C.Y. Somayajulu, J.
1. Appellants who are the father, sisters and brothers of K. Mahender (the deceased) filed a claim petition seeking compensation of Rs.4,00,000/- alleging that when the deceased and others were proceeding in an auto bearing No.AP-36-T-9935 belonging to the second respondent and insured with the third respondent, being driven by the first respondent in a rash and negligent manner, it met with an accident resulting in the death of the deceased. Respondents 1 and 2 chose to remain ex parte before the Tribunal and in this Court. Third respondent filed a counter. In support of their case, appellants examined P.Ws.1 to 3 and marked Exs.A.1 to A.20. No oral evidence was adduced on behalf of the respondents but Exs.B.1 and B.2 were marked by consent on its behalf. The Tribunal having held that the accident occurred due to the rash and negligent driving of the auto, passed an award for Rs.3,27,500/- in favour of the appellants against the respondents. Dissatisfied with the compensation awarded to them, appellants preferred this appeal.
2. The point for consideration is to what compensation are the appellants entitled to?

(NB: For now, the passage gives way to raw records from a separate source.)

Issue #773, opened 2025-04-16
to have getLocalTraces Hook in sentry-integration


Shubhdeep12:
I think it might be worthwhile to provide a `getLocalTraces()` helper and refactor other places to show a "Local" badge to use something else. (this is for a follow up, not for this PR)

_Originally posted by @BYK in https://github.com/getsentry/spotlight/pull/772#discussion_r2044318712_

PR #789, opened 2025-04-26
feat(sentry): Refactored and added slices in Sentry store

Shubhdeep12:
Before opening this PR:


.changeset/famous-dryers-sing.md
```diff
@@ -0,0 +1,6 @@
+---
+'@spotlightjs/overlay': minor
```
BYK, line 2: This is a refactor and doesn't really add anything new, right?

```suggestion
'@spotlightjs/overlay': patch
```

.changeset/famous-dryers-sing.md
```diff
@@ -0,0 +1,6 @@
...
+---
+
+- Sentry Store Slices
+- fixes: #773: Added a helper for getting localTrces and removed redundant isTraceLocal helper
```
BYK, line 6: Remember that this is the user-facing side of changelogs, so maybe keep it simpler?

```suggestion
Refactor the data store for Sentry integration with slices
```

packages/overlay/src/integrations/sentry/components/events/EventList.tsx
```diff
@@ -14,16 +14,16 @@ import { EventSummary } from './Event';
...
+  const { isTraceLocal } = useSentryStore();
 
   const matchingEvents = events.filter(isErrorEvent);
 
   const [showAll, setShowAll] = useState(!context.experiments['sentry:focus-local-events']);
   const filteredEvents = showAll
     ? matchingEvents
     : matchingEvents.filter(
-        e => (e.contexts?.trace?.trace_id ? helpers.isLocalToSession(e.contexts?.trace?.trace_id) : null) !== false,
+        e => (e.contexts?.trace?.trace_id ? isTraceLocal(e.contexts?.trace?.trace_id) : null) !== false,
```
BYK, line 26: What I meant in #773 was to have a helper that automatically filters and only returns the local traces, hence the name `getLocalTraces()`.

What do you think, would it add too much complexity?

packages/overlay/src/integrations/sentry/data/useSentryHelpers.tsx
```diff
@@ -1,14 +1,13 @@
 import { useContext } from 'react';
+import useSentryStore from '../store';
 import { SentryEventsContext } from './sentryEventsContext';
-import useSentryStore from './sentryStore';
 
 export const useSentryHelpers = () => {
   useContext(SentryEventsContext);
-  const isTraceLocal = useSentryStore(state => state.isTraceLocal);
+  const { isTraceLocal, getTraces } = useSentryStore();
```
BYK, line 7: Kind of confused about why `isTraceLocal` living in `store`. Should it be something like `store-helpers`?

packages/overlay/src/integrations/sentry/store/index.ts
```diff
@@ -0,0 +1,23 @@
...
+import { createEventsSlice } from './slices/eventsSlice';
+import { createProfilesSlice } from './slices/profilesSlice';
+import { createSDKsSlice } from './slices/sdksSlice';
+import { createSettingsSlice } from './slices/settingsSlice';
+import { createSharedSlice } from './slices/sharedSlice';
+import { createSubscriptionsSlice } from './slices/subscriptionsSlice';
+import { createTracesSlice } from './slices/tracesSlice';
+import type { SentryStore, SharedSliceActions } from './types';
+
+const useSentryStore = create<SentryStore & SharedSliceActions>()((...a) => ({
```
BYK, line 12: What is `a`? Can we use something a bit more descriptive? I guess this stands for `args`?

packages/overlay/src/integrations/sentry/store/utils.ts
```diff
@@ -0,0 +1,9 @@
+export function toTimestamp(date: string | number) {
+  if (typeof date === 'string') return new Date(date).getTime();
+  return date * 1000;
+}
+
+export function relativeNsToTimestamp(startTs: number, ns: number | string) {
+  const nsStr = ns.toString();
+  return nsStr.length > 3 ? startTs + Number.parseInt(nsStr.slice(0, -3), 10) / 1000 : startTs;
+}
```
BYK, line 9: I think `isLocalTrace` also belongs here.

BYK (changes requested):
Haven't look into every slice as I'm assuming it is just extracted code from the old store code. Have a bit of a confusion regarding code organization for `getLocalTraces` and `isLocalTrace`.

Am I right to assume that with this change, we would have less rerenders as we access and mutate the store more precisely?

Other than these, looks great thanks!

Shubhdeep12:
> Am I right to assume that with this change, we would have less rerenders as we access and mutate the store more precisely?
> 


Slicing in Zustand is just cosmetic. It's just splitting the big store into multiple slices, not isolating the slices.
For less rerenders -> there is a specific way to use Zustand store by just selecting/subscribing the data needed like
`const traces = useSentryStore(state => state.traces)`
instead of `const {traces} = useSetnryStore()`

This way, the component will only render if traces are changed.

packages/overlay/src/integrations/sentry/store/index.ts
Shubhdeep12: this is just passing down all attributes to slices. 
just took a reference from docs - https://zustand.docs.pmnd.rs/guides/slices-pattern#:~:text=Combining%20all%20the%20stores%20together%20is%20the%20same%20as%20before.

Shubhdeep12: mainly set and get methods

packages/overlay/src/integrations/sentry/data/useSentryHelpers.tsx
Shubhdeep12: yeah will fix this

packages/overlay/src/integrations/sentry/components/events/EventList.tsx
Shubhdeep12: let me check if we can use getLocalTraces here

BYK (approved):

BYK:
Great work, thanks!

3. Since the appellants i.e. claimants, are the father, brothers and sisters of the deceased, the age of the first appellant, but not the age of the deceased, that is relevant for fixing the relevant multiplier, because petitioners 2 to 8 are not the legal heirs to the estate of the deceased, and first appellant alone is the heir to his estate as per schedule to Hindu Succession Act, 1956 (the Act), read with Section 8 of the Act, as father is in the first entry and brothers and sisters are in the second entry in Class II heirs shown in the schedule to the Act and since as per Section 9 of the Act, the first entry in Class II heirs shall be preferred to those in the second entry. That apart appellants 2 to 8 cannot also be said to be dependants on the earnings of the deceased, because the full cause title of the claim petition shows that appellants 2 to 5 are married sisters of the deceased and so they would be maintained by their respective husbands but not by the deceased. As far as appellants 6 to 8 are concerned they are described as tailors and so it is clear that they are ekeing out their own livelihood by tailoring and so they cannot be said to be dependants on the deceased.

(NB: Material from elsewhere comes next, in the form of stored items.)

Issue #650, opened 2025-01-11
Highlight slow queries


BYK:
Current queries view is useful but it doesn't even sort queries by duration by default. We should highlight slow queries by sorting them in reverse for time taken and marking the ones over a threshold with a different color.

PR #791, opened 2025-04-27
Feat(overlay): Added Timebar in queries listing

Shubhdeep12:
… to totalTime

Before opening this PR:

- [x] I added a [Changeset Entry](https://spotlightjs.com/contribute/changesets/) with `pnpm changeset:add`
- [x] I referenced issues that this PR addresses

- Addressing #788 by adding a timebar to the query listing.
- Added threshold color on total time spent values - maybe fixes #650 (took a ref from Profiles Tab)

image

PR #793, opened 2025-04-28
feat: Align other Insights pages with Profiles

### LINKED ISSUE #788: Align Queries tab with Profiles tab using TimeBar, rename Time Spent
we should follow up this by aligning the Queries tab with the Profiles tab:

1. We should use the new TimeBar component there
2. Rename "Time Spent" to "Total Time"

I wonder if we can use `TimeBar` on other pages such as "Resources"

_Originally posted by @BYK in https://github.com/getsentry/spotlight/issues/786#issuecomment-2831468981_

BYK:
Fixes #788


packages/overlay/src/integrations/sentry/components/shared/TimeBar.tsx
```diff
@@ -3,19 +3,19 @@ import classNames from '~/lib/classNames';
...
+  title?: string | null;
+  children?: React.ReactNode;
   className?: string;
 };
 
-export function TimeBar({ value, maxValue, title, text, className }: TimeBarProps) {
-  const percentage = maxValue !== 0 ? Math.round(value / maxValue) * 100 : 100;
-  const tooltip = title ?? text ?? '';
+export function TimeBar({ value, maxValue, title, children, className }: TimeBarProps) {
+  const percentage = maxValue !== 0 ? Math.round((value / maxValue) * 100) : 100;
```
BYK, line 12: This was a bug I introduced into @betegon's earlier patch.

Shubhdeep12:
Hey @BYK 
Looks like this PR covers the changes done in these
https://github.com/getsentry/spotlight/pull/790
https://github.com/getsentry/spotlight/pull/791

Can you please check so that we can cancel both of these.

BYK:
Oops, sorry @Shubhdeep12 didn't see those before starting work on this. Merged #790 both to give you the credit _and_ to make the fix in a dedicated PR (the _right way_ to things 😅 )

I'd say this definitely covers most of the changes you made in #791 but it also has some more so I'd love to merge this one and then refactor #791 to add the 3 specific changes in:

1. Span coloring that also fixes #650 
2. The keyboard navigation fixes you made, thanks! 🙏🏻 
3. The entire-row clickability (vs cell click right now)

Do you think this is okay?

packages/overlay/src/integrations/sentry/components/shared/TimeBar.tsx
```diff
@@ -4,18 +4,17 @@ type TimeBarProps = {
...
+export function TimeBar({ value, maxValue, title, children, className }: TimeBarProps) {
   const percentage = maxValue !== 0 ? Math.round((value / maxValue) * 100) : 100;
-  const tooltip = title ?? text ?? '';
 
   return (
-    <div title={tooltip} className={classNames('relative text-left text-sm font-medium', className)}>
-      {text && <div className="truncate text-lime-500">{text}</div>}
-      <div className={classNames('bg-primary-800 h-1 w-full overflow-hidden rounded-full', text ? 'mt-1' : '')}>
+    <div title={title} className={classNames('relative text-left text-sm font-medium', className)}>
+      {children && <div className="truncate text-lime-500">{children}</div>}
```
Shubhdeep12, line 16: @BYK should we render children directly instead of wrapping them in a `<div>`?
This would give us more flexibility- for example, allowing just a progress bar without inserting an unnecessary empty div when no text is needed.

But nevertheless, it's good with this too!

Shubhdeep12 (approved):

packages/overlay/src/integrations/sentry/components/shared/TimeBar.tsx
BYK: Good thinking, removed it along with the default `text-lime-500` class as I think that should be reserved for Profiles for now (if at all).

PR #824, opened 2025-06-03
fix(overlay): Fix scroll and resizer overflow issues

BYK:


packages/overlay/src/components/Overview.tsx
```diff
@@ -49,16 +49,14 @@ export default function Overview({
   }, [notificationCountSum, setTriggerButtonCount]);
 
   return (
-    <div className="flex flex-1">
+    <div className="flex overflow-hidden">
```
dcramer, line 52: without flex-1 the logs panel i think ends up not being full-width (thats why i added it)

id worry about hiding overflow as usually it masks other bugs but i can take a look

BYK: Quickly checked all tabs, all seem fine. Without `overflow-hidden`, the width usually goes off-viewport.

The `flex-1` here was unnecessary and was breaking limiting the total heigth to the viewport (so not triggering the scroll).

I think I've fixed all these issues while also keeping filter sections sticky.

LMK if you bump into any issues and I'll dig again.

PR #829, opened 2025-06-05
fix: Span details view

BYK:
image


packages/overlay/src/integrations/sentry/tabs/TracesTab.tsx
```diff
@@ -109,6 +99,10 @@ export default function TracesTab() {
           path="/:traceId/spans/:spanId"
           element={<TraceSplitViewLayout aiMode={aiMode} onToggleAIMode={handleToggleAIMode} />}
         />
+        <Route
```
BYK, line 102: This was the main fix. Without this route definition, we were immediately going back to the main "trace view" URL due to the catch all below (`/:traceId/*`)

PR #831, opened 2025-06-06
feat(overlay): Trace details layout change

betegon:
## Layout and minor changes:
- Now trace title shows up at the top when you click on a trace. Because of this, now there's not Trace header on the trace details view as the info is already at the top.
- Traces that contain AI now  have an AI tag for better discoverability.

https://github.com/user-attachments/assets/9458148f-1626-4eb2-85f1-a56632620f47

### Notes
- Now there's no X button on trace details. Not sure if that's a good idea. Now I'm used to closing the trace details by clicking on the trace header but may no be intuitive for newbies.

Before opening this PR:


packages/overlay/src/integrations/sentry/components/traces/TraceItem.tsx
```diff
@@ -0,0 +1,98 @@
+import { Link } from "react-router-dom";
```
betegon, line 1: I would like some feedback about this.

We had some code duplication between the trace  detail header and trace list item. They basically are the same. 

I created this component to encapsulate that but ended up having too much logic inside due to handling the 2 cases.

not sure if the best option is to create the two components (trace item, trace header) and have code duplication as both components will evolve (or I hope so 😆 )

packages/overlay/src/integrations/sentry/components/traces/TraceList.tsx
```diff
@@ -1,149 +1,92 @@
...
+  onTraceSelect?: (traceId: string) => void;
+  selectedTraceId?: string;
+  traceData: {
+    filtered: Trace[];
+    all: Trace[];
+    visible: Trace[];
+  };
+  displayConfig: {
+    aiMode: boolean;
+    hideSelectedInline?: boolean;
```
betegon, line 21: Encapsulated these two topics into objects so they are easily extendable without ending up with 100 props. thought i would make sense

packages/overlay/src/integrations/sentry/components/traces/TraceDetails/index.tsx
```diff
@@ -77,10 +78,6 @@ export default function TraceDetails({ traceId, onClose, aiMode, onToggleAI }: T
   };
 
   return (
-    <div className="flex h-full flex-col">
-      <TraceDetailHeader trace={trace} onClose={onClose} hasAI={hasAI} aiMode={aiMode} onToggleAI={onToggleAI} />
-
-      {aiMode && hasAI ? renderAITraceView() : renderNormalTraceView()}
```
BYK, line 83: My only feedback (from earlier revisions too): instead of having these `renderX` functions, let's extract these parts as separat components in a follow-up.

packages/overlay/src/integrations/sentry/components/traces/TraceItem.tsx
BYK: The solution is having 2 components bu then splitting them into smaller hooks and components and reuse those to avoid repetition 😉

packages/overlay/src/integrations/sentry/components/traces/TraceItem.tsx
```diff
@@ -0,0 +1,98 @@
...
+        {content}
+      </Link>
+    );
+  }
+
+  return (
+    <div className={wrapperClassName} onClick={onClick}>
+      {content}
+    </div>
+  );
```
BYK, line 97: Easier to follow as a ternary:
```ts
return asLinkg && href ? (
...
) : (
...
)
```

Actually, it should _always_ be a link. When we work with URLs and React Router, we don't need to keep track of "selectedTrace" etc as its already in the URL. It gives you simpler and more consistent code along with a more consistent user experince. Also, when we finally make actual URL-based history (not memory) in React Router, this URLs will be very useful.

See my earlir patch where I removed all this `onClick` logic and replaced them with URLs: [packages/overlay/src/integrations/sentry/components/traces/TraceList.tsx](https://github.com/getsentry/spotlight/pull/829/files#diff-2e0eee345a8ad0d0fc846a6371bdb4be667703874fc3c75756f56108f822619f)

packages/overlay/src/integrations/sentry/components/traces/TraceList.tsx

4. First appellant described himself as a person aged 60 years in the claim petition. Assuming that the age of the first appellant mentioned in the claim petition is true, in view of his age, the multiplier would be less than one. So, even assuming that the finding of the Tribunal that the deceased was contributing Rs.2,000/- per month to the appellants for their maintenance is true, his annual contribution to the appellants would be Rs.24,000/- and adding non-pecuniary damages thereof, appellants, say first appellant only, would have been entitled to about Rs.50,000/- as compensation. Even if multiplier in schedule II of the Motor Vehicles Act, 1988 (the Act), is taken into consideration the multiplier would be '5' and so the compensation payable, including non-pecuniary damages, would be about Rs.1,50,000/-. So, the compensation of Rs.3,27,500/- awarded by the Tribunal by fixing the multiplier by taking the age of the deceased into consideration is to say the least, a windfall on the appellants. The Tribunal failed to keep in view the fact that the deceased, had he been alive, would have got married and begotten children and so he would not be contributing the same amount which he might be contributing to his father and non-dependant brothers and sisters, after he got married.

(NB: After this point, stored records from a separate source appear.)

PR #832, opened 2025-06-08
docs: Add Laravel setup guide for Spotlight

HazAT:
Vibed hard, need to check preview

### DIFF
--- a/packages/website/src/content/docs/setup/laravel.mdx
+++ b/packages/website/src/content/docs/setup/laravel.mdx
@@ -1,0 +1,61 @@
+---
+title: Using Spotlight with Laravel
+description: A guide on how to setup Spotlight for Laravel
+---
+
+import { Content as InstallCommand } from "../../../components/InstallCommand.mdx";
+import { Tabs, TabItem } from "@astrojs/starlight/components";
+
+This guide gets Spotlight up and running in Laravel with Sentry SDK.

Ex facie the finding of the Tribunal that the contribution of the deceased to the appellants is Rs.2,000/- per month is erroneous. Had the third respondent obtained permission under Section 170 of the Act and preferred an appeal, or cross objections, the compensation awarded by the Tribunal would have been reduced to half. So, the claim in the appeal cannot but be said to be avercious and merit-less.
5. Hence, the appeal is dismissed with costs.